Десятки предположений пронеслись в наших головах, всегда готовых к неожиданностям. Первой сорвалась Дора, якобы в поисках бригадира по производственным делам, а затем под каким-то предлогом и мы с Мусей. Фрида работала где-то далеко. Об обещании Заслайского пройти через Кочмес на свободу мы и не вспоминали. Свобода казалась невозвратной и неправдоподобной.
Перед нами оказались двое мужчин, изуродованных до неузнаваемости помороженными носами, щеками, подбородками, обмотанные шарфами и заросшие. Но это были Юзеф Заславский со своим товарищем Голубевым, отпущенные на свободу с Воркуты и пожелавшие быть первыми ласточками и провозвестниками освобождения. На правах освобожденных они попали в зону, так как Кочмес значился как пункт снабжения сухим пайком по пути, но мы не могли их ни завести в барак, ни даже пробраться с ними в слесарку, чтобы обогреть друзей и напоить кипятком. А они прошли сотни километров пешком, от Абези до Кочмеса всю ночь и часть дня без остановки.

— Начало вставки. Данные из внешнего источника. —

PR #4229, opened 2021-05-26
[Button] Fix slim buttons height inconsistencies for mixed icons and text

itwasmattgregg:

When slim buttons are used in a button group with mixed icons and text the size of the buttons are different by 1px. This solution fixes this but I'm not sure it's the right solution. I'm open to any suggestions. Maybe it should be a change on ButtonGroup.

Examples:
Screen Shot 2021-05-26 at 1 20 34 PM

https://codesandbox.io/s/gifted-gates-c9zlp?file=/App.js

It seems the icon is just slightly larger at `2rem` than the text. Adjusting the padding on the top from 0.3rem to 0.2rem here seems to help.

### 🎩 checklist

### DIFF
--- a/src/components/Button/Button.scss
+++ b/src/components/Button/Button.scss
@@ -339,7 +339,7 @@ $stacking-order: (
     padding-left: spacing(base-tight);
     padding-right: spacing(base-tight);
   }
-  
+
   &.sizeSlim {
     margin-top: rem(2px);
   }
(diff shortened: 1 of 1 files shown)


kyledurand (changes requested):
Thanks for taking this on but I think we'll need to find a different solution here. Because this change is nested under `iconOnly` we'll still see the issue when there's an icon as well as text. 

My gut feeling is that we'll need to make sure the content container heights are the same between the slim / slim with icon buttons. That may be easier said than done though so let me know if you want to pair on this

itwasmattgregg:
Closing this. It appears this was fixed somehow. I'm not seeing the issue anymore.

PR #4233, opened 2021-05-27
[Button] Fix low contract on primary outlined button

### LINKED ISSUE #4054: Low contrast on primary action hover when using outline prop
## Issue summary
A `primaryAction` button with `outline` has very low contrast on hover.  

## Expected behavior
The button should have dark text so that the text is visible and it passes contrast standards. 

## Actual behavior
Button in hovered state:
Screen Shot 2021-03-10 at 2 12 47 PM

Add an `outline: true` prop to a `primaryAction` on a Polaris component and observe on hover

## Reduced test case
Sandbox: https://codesandbox.io/s/gifted-keller-c05mg?file=/App.js

## Specifications

```bash
 System:
    OS: macOS 11.2.2
    CPU: (12) x64 Intel(R) Core(TM) i7-8750H CPU @ 2.20GHz
    Memory: 925.33 MB / 16.00 GB
    Shell: 5.8 - /bin/zsh
  Binaries:
    Node: 12.20.1 - ~/.nvm/versions/node/v12.20.1/bin/node
    Yarn: 1.22.5 - ~/.dev/yarn/1.22.5/bin/yarn
    npm: 6.14.10 - ~/.nvm/versions/node/v12.20.1/bin/npm
  Browsers:
    Chrome: 89.0.4389.82
    Firefox Developer Edition: 84.0
    Safari: 14.0.3
  npmPackages:
    @shopify/polaris: 6.0.1 => 6.0.1
    react: ~16.14.0 => 16.14.0
    react-dom: ~16.14.0 => 16.14.0
```

cphelefu:

A primaryAction button with `outline` has very low contrast on hover.

Fixes #4054 

* Adds the color property to the `hover`, `focus` and `active` CSS selectors for an outlined button.

#### AFTER THE FIX
After the fix

### DIFF
--- a/src/styles/shared/_buttons.scss
+++ b/src/styles/shared/_buttons.scss
@@ -134,7 +134,6 @@
   &:focus {
     border: border-width() solid var(--p-border);
     box-shadow: none;
-    color: var(--p-text);
     @include focus-ring($style: 'focused');
   }
 
--- a/src/styles/shared/_buttons.scss
+++ b/src/styles/shared/_buttons.scss
@@ -140,7 +140,6 @@
   &:active {
     border: border-width() solid var(--p-border);
     box-shadow: none;
-    color: var(--p-text);
     background: var(--p-surface-pressed);
     &::after {
       box-shadow: none;
--- a/src/styles/shared/_buttons.scss
+++ b/src/styles/shared/_buttons.scss
@@ -127,18 +127,21 @@
   &:hover {
     border: border-width() solid var(--p-border);
     box-shadow: none;
+    color: var(--p-text);
     background: var(--p-surface-hovered);
   }
 
   &:focus {
     border: border-width() solid var(--p-border);
     box-shadow: none;
+    color: var(--p-text);
     @include focus-ring($style: 'focused');
   }
 
   &:active {
     border: border-width() solid var(--p-border);
     box-shadow: none;
+    color: var(--p-text);
     background: var(--p-surface-pressed);
     &::after {
       box-shadow: none;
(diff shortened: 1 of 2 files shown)


src/styles/shared/_buttons.scss
```diff
@@ -127,18 +127,21 @@
...
     border: border-width() solid var(--p-border);
     box-shadow: none;
+    color: var(--p-text);
     background: var(--p-surface-hovered);
   }
 
   &:focus {
     border: border-width() solid var(--p-border);
     box-shadow: none;
+    color: var(--p-text);
```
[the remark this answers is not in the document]
cphelefu: Thank you. Removed this line.

src/styles/shared/_buttons.scss
```diff
@@ -139,6 +140,7 @@
   &:active {
     border: border-width() solid var(--p-border);
     box-shadow: none;
+    color: var(--p-text);
```
dleroux, line 143: I think it can also be removed here

dleroux: Also note, below under the `pressed` state there's a `color: var(--p-button-text);` Which I don't think exists

cphelefu: @dleroux the main cause of this error is overwriting/inheritance of CSS properties when two classes are used.. i.e. in  `<Button primary outline>Text</Button>` `.outline:hover` color is inherited from the `.primary:hover` class since it is not defined for `.outline:hover`. Fix add color to `.outlined:hover`.
Since color is also not defined in `:focus` and `:active` this will likely occur again for these if the class used along `.outline` has a color defined in these selectors. [Thats why I initially added `color` in these selectors too].

Didnt remove `var(--p-button-text);` because it is used in other parts of the `_button.scss` and is outside the scope of the bug. Maybe we create another bug for it to be removed?

PR #4261, opened 2021-06-14
Expose Card compound component props

pedrodurek:

Right now, in order to get Card section props we have to use the following workaround `Parameters<typeof Card.Section>['0'];`. This works but it's too hacky and not ideal for readability.

This PR aims to expose all Card compound components Props, so instead of using `Parameters` helper to extract component's props, we can simply import them: `CardSectionProps`, `CardHeaderProps`, `CardSubsectionProps`.

## 

### How to 🎩

<details>

```jsx
import React from 'react';
import {Page} from '../src';

  return (
    <Page title="Playground">
    </Page>
  );
}
```

</details>

### 🎩 checklist

### DIFF
--- a/src/components/Card/Card.tsx
+++ b/src/components/Card/Card.tsx
@@ -13,6 +13,12 @@ import {Popover} from '../Popover';
 import {Header, Section, Subsection} from './components';
 import styles from './Card.scss';
 
+export type {
+  SectionProps as CardSectionProps,
+  HeaderProps as CardHeaderProps,
+  SubsectionProps as CardSubsectionProps,
+} from './components';
+
 export interface CardProps {
   /** Title content for the card */
   title?: React.ReactNode;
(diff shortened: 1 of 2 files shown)


src/components/Card/Card.tsx
```diff
@@ -13,6 +13,12 @@ import {Popover} from '../Popover';
 import {Header, Section, Subsection} from './components';
 import styles from './Card.scss';
 
+export type {
+  SectionProps as CardSectionProps,
```
BPScott, line 17: Polaris tends to avoid renaming when reexporting as it having the same concept available with two different names is confusing. Can you rename HeaderProps/SectionProps and SubsectionProps at their source so this line can be just `export type {CardHeaderProps, CardSectionProps, CardSubSectionprops} from ...`

pedrodurek: Isn't it going to cause confusion when importing them?
```tsx
import type {HeaderProps} from '@shopify/polaris';
``` 
In my view, this ☝️ implies that we have a `Header` component in place and we're importing its Prop types. The same applies to `SectionProps` and `SubSectionprops`. Alternatively, I can rename its actual types.

alololox (approved):
LGTM 💃

BPScott (approved):

PR #4264, opened 2021-06-16
[TextField] - Add monospaced prop

alexanderMontague:

- For our particular use case, we use a `<TextField />` to display an access token that needs to be clearly interpreted by the user
- The use of our current default font on `<TextField />` leads to some mix ups including not being able to differentiate certain characters like I (uppercase i) and l (lowercase L).
- This introduces a `monospaced` prop that applies a monospaced font to the `<TextField />` allowing for easy character distinction

Example - Top is default, bottom is with `monospaced` prop:
image

- adds a `monospaced` prop to `<TextField />`
- This applies the `.Monospaced` css class to the input
  -  The font-families applied try to use the `SF Mono` font first, while falling back to system defaults as per our design suggestions
- I followed a suggestion to take a look at how `<TextStyle />` conditionally applies fonts/colours but did not think a whole `variation` prop was needed right now. If we think this would be useful instead I can change it, but would I also support the other variations currently on `<TextStyle />`?

## 

### How to 🎩

<details>

```jsx
import React from 'react';

  return (
    <Page title="Playground">
      <TextField value="test 1IlLI1" />
      <TextField monospaced value="test 1IlLI1" />
    </Page>
  );
}

```

</details>

### 🎩 checklist

### DIFF
--- a/src/components/TextField/TextField.scss
+++ b/src/components/TextField/TextField.scss
@@ -310,3 +310,7 @@ $stacking-order: (
     margin-top: 0;
   }
 }
+
+.monospaced {
+  font-family: font-family($family: 'monospace');
+}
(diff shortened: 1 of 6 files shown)


src/components/TextField/TextField.scss
```diff
@@ -310,3 +310,8 @@ $stacking-order: (
     margin-top: 0;
   }
 }
+
+.Monospaced {
```
kyledurand, line 314: Bit of a nitpick but our variations are usually lowerCamelCase and I'm not sure if we have conventions but I'd prefer if we matched the property name here as well

```suggestion
.monospace {
```

kyledurand (commented):
This looks awesome. Just a couple of comments. Also would you be able to add an example to the readme?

Товарищи прожили на Воркуте самый жуткий период, но говорить о событиях на Воркуте отказались категорически твердо и непреклонно: «Довольно! С нас и с вас хватит! Сейчас мы знаем одно — идем на свободу! Скоро начнут освобождать всех от «довесков». Мы — столица воркутинских лагерей, а вы жалкие провинциалы, ничего не знаете! Газет не читаете, о XVIII партсъезде не слышали, позор вам! На съезде звучали слова о тщательном обосновании всех обвинений, о клеветниках, порочивших кадры партии. Мы тоже ничему не верили, а вот шагаем по земле без конвоя!»
Им, вырвавшимся из атмосферы воркутских кошмаров, идущим на свободу, естественно, все рисовалось в розовом свете, а мы уже готовы были им верить. Все заключенные, как бы они ни отличались между собой, поклоняются одному — свободе — и потому весть о свободе единственно возможное воскрешение.
На Воркуте шло крупное строительство угольных шахт, там центр управления лагерями, открылось авиасообщение Архангельск — Воркута, поступали газеты, естественно, что сведений было значительно больше.
Грело солнце и не было холодно, но товарищи были чертовски голодны и стоять на виду слишком рискованно. Как быть? Выручил, как всегда, медпункт, вернее аптека, где работала Александра Ильинична, попросту Шура Кукс. На свободе — химик, она справлялась с работой провизора, прекрасно поставила аптеку и с ловкостью персонажей французской классической комедии управляла аптекой, извлекая из нее всяческие привилегии для заключенных. Здесь пешеходам удалось погреться, спрятаться, а нам поговорить с ними во время обеденного перерыва. Сама Шура стояла у наблюдательного пункта около окна на страже общих интересов. Шура была находчивая умница, умевшая провести начальство, набившая на этом руку. Ей доставляло особое удовольствие этого добиться, особого рода спортивный азарт овладевал ею в случае необходимости. Она единственная сумела весь лагерный срок отбыть на одних командировках с мужем, нашим главным экономистом Берлинским. Деловая, энергичная, пользующаяся доверием начальника, Шура в белом халате стояла у окна, сворачивая порошки, принимала горячее участие в разговоре и наблюдала за дорожкой к аптеке, а мы с жадностью впитывали сообщения товарищей.